Problem statement: Report back every line in the data that includes the string "description".
________
PR #1161, opened 2023-08-17
[DC-736] Add snapshot builder config view action

s-rubenstein:
Ticket: [Link to Jira ticket](https://broadworkbench.atlassian.net/browse/DC-736)

What:

We want to start developing the Snapshot Builder config in TDR, but want to gate use of it behind admin access for now

Why:

This gives us the ability to develop the config safely without risking other people thinking it is open for use.

How:

---

**PR checklist**

### DIFF
--- a/src/main/resources/reference.conf
+++ b/src/main/resources/reference.conf
@@ -1200,7 +1200,7 @@ resourceTypes = {
         roleActions = ["read_dataset", "read_data", "read_policies", "link_snapshot"]
       }
       admin = {
-        roleActions = ["share_policy::steward", "read_policies", "alter_policies"]
+        roleActions = ["share_policy::steward", "read_policies", "alter_policies", "view_snapshot_builder_config"]
       }
     }
     reuseIds = true
--- a/src/main/resources/reference.conf
+++ b/src/main/resources/reference.conf
@@ -1181,8 +1181,8 @@ resourceTypes = {
       view_journal = {
         description = "View dataset journal entries"
       }
-      view_snapshot_builder_config = {
-        description = "allows viewing the snapshot builder config"
+      view_snapshot_builder_settings = {
+        description = "allows viewing the snapshot builder settings"
       }
     }
     ownerRoleName = "steward"
@@ -1200,7 +1200,7 @@ resourceTypes = {
         roleActions = ["read_dataset", "read_data", "read_policies", "link_snapshot"]
       }
       admin = {
-        roleActions = ["share_policy::steward", "read_policies", "alter_policies", "view_snapshot_builder_config"]
+        roleActions = ["share_policy::steward", "read_policies", "alter_policies", "view_snapshot_builder_settings"]
       }
     }
     reuseIds = true
--- a/src/main/resources/reference.conf
+++ b/src/main/resources/reference.conf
________
Answer to the problem:
         description = "View dataset journal entries"
-        description = "allows viewing the snapshot builder config"
+        description = "allows viewing the snapshot builder settings"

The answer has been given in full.